**Aim of the task**: From the line with "it out anyway." through the line with "PR #4216, opened 2025-06-09", repeat the entries verbatim, both end lines included, and add nothing.

Collected data entries
PR #4095, opened 2025-04-25
Don't die on workspace request failure to Postman API

martinlocklear:
Right now when the Postman source is scanning the postman API, if it gets *any* error back from the API it stops the whole scan.  We should probably just log and continue if this happens, so this makes that change for requests to the *workspace* endpoint

This issue popped up when investigating a logged problem with making requests to the Postman API and (likely) sending either a bad collection/workspace id or (also possible) sending a collection or workspace id that we don't have permission to explore to the Postman API.  Still worth looking more into that, but I think that making these errors less visible is worth the tradeoff for still getting _something_ out of a scan.

[Related PR for collections](https://github.com/trufflesecurity/trufflehog/pull/4094)

### Checklist:

### DIFF
--- a/pkg/sources/postman/postman.go
+++ b/pkg/sources/postman/postman.go
@@ -182,7 +182,10 @@ func (s *Source) Chunks(ctx context.Context, chunksChan chan *sources.Chunk, _ .
 	for _, workspaceID := range s.conn.Workspaces {
 		w, err := s.client.GetWorkspace(ctx, workspaceID)
 		if err != nil {
-			return fmt.Errorf("error getting workspace %s: %w", workspaceID, err)
+			// Log and move on, because sometimes the Postman API seems to give us workspace IDs
+			// that we don't have access to, so we don't want to kill the scan because of it.
+			ctx.Logger().Error(err, "error getting workspace %s", workspaceID)
+			continue
 		}
 		s.SetProgressOngoing(fmt.Sprintf("Scanning workspace %s", workspaceID), "")
 		ctx.Logger().V(2).Info("scanning workspace from workspaces given", "workspace", workspaceID)
--- a/pkg/sources/postman/postman_client.go
+++ b/pkg/sources/postman/postman_client.go
@@ -294,7 +294,10 @@ func (c *Client) EnumerateWorkspaces(ctx context.Context) ([]Workspace, error) {
 	for i, workspace := range workspacesObj.Workspaces {
 		tempWorkspace, err := c.GetWorkspace(ctx, workspace.ID)
 		if err != nil {
-			return nil, fmt.Errorf("could not get workspace %q (%s) during enumeration: %w", workspace.Name, workspace.ID, err)
+			// Log and move on, because sometimes the Postman API seems to give us workspace IDs
+			// that we don't have access to, so we don't want to kill the scan because of it.
+			ctx.Logger().Error(err, "could not get workspace %q (%s) during enumeration", workspace.Name, workspace.ID)
+			continue
 		}
 		workspacesObj.Workspaces[i] = tempWorkspace
 
--- a/pkg/sources/postman/postman_test.go
+++ b/pkg/sources/postman/postman_test.go
@@ -2,6 +2,7 @@ package postman
 
 import (
 	"fmt"
+	"github.com/stretchr/testify/assert"
 	"reflect"
 	"sort"
 	"strings"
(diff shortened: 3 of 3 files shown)


pkg/sources/postman/postman_test.go
```diff
@@ -334,6 +335,110 @@ func TestSource_ScanGeneralRateLimit(t *testing.T) {
...
 
+func TestSource_BadPostmanWorkspaceApiResponseDoesntEndScan(t *testing.T) {
+	// The goal here is to make sure that, if we get a bad ID (or other issue) for a workspace and the Postman API
+	// gives us a non 200 responses, it doesn't stop the whole scan.  To do that we're going to  have it get a set
+	// of 3 workspaces from /workspaces/ and then mock all but the last as a bad request.  Then we'll check that the
+	// third one was properly requested.
+	defer gock.Off()
+
+	// We'll use the IDs later in a couple of places
+	id1WorkspaceGood := "1f0df51a-8658-4ee8-a2a1-d2567dfa09a9"
```
casey-tran, line 346: If the first two of three workspace IDs used are supposed to trigger an error, do you want to instead call this variable `id1WorkspaceBad`?

pkg/sources/postman/postman_test.go
```diff
@@ -334,6 +335,110 @@ func TestSource_ScanGeneralRateLimit(t *testing.T) {
...
+					"id":         id3WorkspaceGood,
+					"name":       "Team Workspace",
+					"createdBy":  "12345678",
+					"type":       "team",
+					"visibility": "team",
+				},
+			},
+		})
+
+	// Make a call for the first workspace respond with a malformed request
```
casey-tran, line 381: Should this say `with a malformed response body`?

pkg/sources/postman/postman.go
```diff
@@ -182,7 +182,10 @@ func (s *Source) Chunks(ctx context.Context, chunksChan chan *sources.Chunk, _ .
 	for _, workspaceID := range s.conn.Workspaces {
 		w, err := s.client.GetWorkspace(ctx, workspaceID)
 		if err != nil {
-			return fmt.Errorf("error getting workspace %s: %w", workspaceID, err)
+			// Log and move on, because sometimes the Postman API seems to give us workspace IDs
+			// that we don't have access to, so we don't want to kill the scan because of it.
+			ctx.Logger().V(2).Error(err, "error getting workspace %s", workspaceID)
```
casey-tran, line 187: Same vein as @rosecodym 's comment in #4094 about if we want to log errors at different levels or not.

pkg/sources/postman/postman_client.go
```diff
@@ -294,7 +294,10 @@ func (c *Client) EnumerateWorkspaces(ctx context.Context) ([]Workspace, error) {
 	for i, workspace := range workspacesObj.Workspaces {
 		tempWorkspace, err := c.GetWorkspace(ctx, workspace.ID)
 		if err != nil {
-			return nil, fmt.Errorf("could not get workspace %q (%s) during enumeration: %w", workspace.Name, workspace.ID, err)
+			// Log and move on, because sometimes the Postman API seems to give us workspace IDs
+			// that we don't have access to, so we don't want to kill the scan because of it.
+			ctx.Logger().V(2).Error(err, "could not get workspace %q (%s) during enumeration: %w", workspace.Name, workspace.ID)
```
casey-tran, line 299: Same comment about logging errors at different levels.

casey-tran:
Thanks for thinking of this for #4094 and this PR.

pkg/sources/postman/postman_test.go
martinlocklear: Oh - good catch.  That name is from an earlier variant of the test I enhanced with the malformed request.

pkg/sources/postman/postman.go
martinlocklear: [Discussion](https://github.com/trufflesecurity/trufflehog/pull/4094#discussion_r2060620115)

pkg/sources/postman/postman_client.go
martinlocklear: [Discussion](https://github.com/trufflesecurity/trufflehog/pull/4094#discussion_r2060620115)

casey-tran (approved):

kashifkhan0771 (approved):

PR #4100, opened 2025-04-26
[GitHub] split enterprise-specific methods into a separate file.

rgmz:
### Description:
The `github.go` file is large and unwieldy. Per https://github.com/trufflesecurity/trufflehog/pull/3298#issuecomment-2510010947, `Chunks` is only used by the enterprise code and so I've marked it as deprecated and moved it into a separate file.

\+ @mcastorina 

### Checklist:


rosecodym (changes requested):
Unfortunately, the migration referred to by https://github.com/trufflesecurity/trufflehog/pull/3298#issuecomment-2477628123 is more complex than just lighting a new code path up. `Chunks` is deprecated _except_ for target scanning - full deprecation will require moving that functionality elsewhere, and we don't yet know where that will be. It might not even remain enterprise-only.

This PR splits the source into two pieces, only one of which is relevant to OSS contributors. But because the dividing line is merely a historical artifact - it doesn't represent any underlying structure - it's extremely porous, and I predict that it won't take long for something to end up on the "wrong" side of it, at which point our big ball of mud will be even less comprehensible for being split into two somewhat arbitrary files.

If you want to stop having to look at code that's not relevant to you, I think a better approach would be to actually delete it: figure out a way to get rid of `scan`. Quarantining it and waiting for it to die of natural causes (as you've done in this PR) isn't going to be sufficient; if we want it gone, we'll need to resort to murder.

PR #4169, opened 2025-05-22
[Feat] Coinbase API Analyzer

nabeelalam:
### Description:
This PR adds a new analyzer for the Coinbase API that takes two credentials, a private key and a key name, and analyzes the permissions associated with the credentials and retrieves resources available through the credentials.

### Checklist:
* [ ] Tests passing (`make test-community`)?
* [ ] Lint passing (`make lint` this requires [golangci-lint](https://golangci-lint.run/welcome/install/#local-installation))?

PR #4202, opened 2025-06-04
[Update] Coinbase API Detector Updated

nabeelalam:
### Description:
The existing Coinbase API detector was matching a deprecated credential which could not be verified. This PR updates the Coinbase detector to match correct credentials.

This PR also deprecates the Coinbase WaaS detector, as the [client library it used for verification was archived](https://github.com/coinbase/waas-client-library-go) and does not yield correct results. WaaS no longer seems to exist as well. 

There is a Coinbase Wallet API which uses the same credentials as the rest of the Coinbase APIs, apart from some endpoints which require Wallet Secret (https://docs.cdp.coinbase.com/wallet-api-v2/docs/security#wallet-secrets). This would require a separate detector.

This PR is related to the [Coinbase API Analyzer PR](https://github.com/trufflesecurity/trufflehog/pull/4169)

### Checklist:


pkg/detectors/coinbase/coinbase.go
```diff
@@ -2,74 +2,208 @@ package coinbase
...
+		"\\n", "\n",
+		"\\r", "\n",
+	)
 )
 
 // Keywords are used for efficiently pre-filtering chunks.
 // Use identifiers in the secret preferably, or the provider name.
 func (s Scanner) Keywords() []string {
-	return []string{"coinbase"}
+	return []string{"begin ec"}
```
amanfcp, line 55: Doesn't this seem very restricted? If this is a standard keyword for Coinbase, I'd still suggest to keep the `coinbase` keyword too

pkg/detectors/coinbase/coinbase.go
```diff
@@ -2,74 +2,208 @@ package coinbase
...
+	if err != nil {
+		return false
+	}
+
+	// Check the key type
+	if _, ok := key.Public().(*ecdsa.PublicKey); !ok {
+		return false
+	}
+
+	return true
```
amanfcp:
```suggestion
	_, ok := key.Public().(*ecdsa.PublicKey)
        return ok
```

pkg/engine/defaults/defaults.go
```diff
@@ -1021,7 +1020,7 @@ func buildDetectorList() []detectors.Detector {
 		&codequiry.Scanner{},
 		&coinapi.Scanner{},
 		&coinbase.Scanner{},
-		&coinbase_waas.Scanner{},
+		// &coinbase_waas.Scanner{},
```
amanfcp: Shouldn't we remove it instead of commenting out?

pkg/detectors/coinbase/coinbase.go
nabeelalam: `begin ec` is part of the part of the coinbase private key, if it doesn't exist in the input then we'd probably want to filter it out anyway.

pkg/engine/defaults/defaults.go
nabeelalam: Yes! I missed that, thanks!

shahzadhaider1 (approved):

PR #4216, opened 2025-06-09
Update ngrok.go detector to handle 403s properly

thiggy1342:
Ngrok is returning 403s when the auth token is invalid, which isn't being handled currently by the detector. This causes the verification request to fail both in the CLI and in the enterprise GUI.

e.g. `{"error_code":"ERR_NGROK_203","status_code":403,"msg":"The API authentication you specified is properly formed, but it is invalid"}`

### Description:
Adds a new case to handle 403 Forbidden responses per documentation: [https://go.dev/src/net/http/status.go](https://go.dev/src/net/http/status.go)

### Checklist:


zricethezav (approved):

zricethezav:
thanks for the fix

PR #4220, opened 2025-06-11
Added PR for CSM-1195

jordanTunstill:
the URL encoding was only for the % character, changed it to PathEscape to account for other special characters


jordanTunstill:
didn't work, will review and revise.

**Your response**:
nabeelalam: `begin ec` is part of the part of the coinbase private key, if it doesn't exist in the input then we'd probably want to filter it out anyway.

pkg/engine/defaults/defaults.go
nabeelalam: Yes! I missed that, thanks!

shahzadhaider1 (approved):

PR #4216, opened 2025-06-09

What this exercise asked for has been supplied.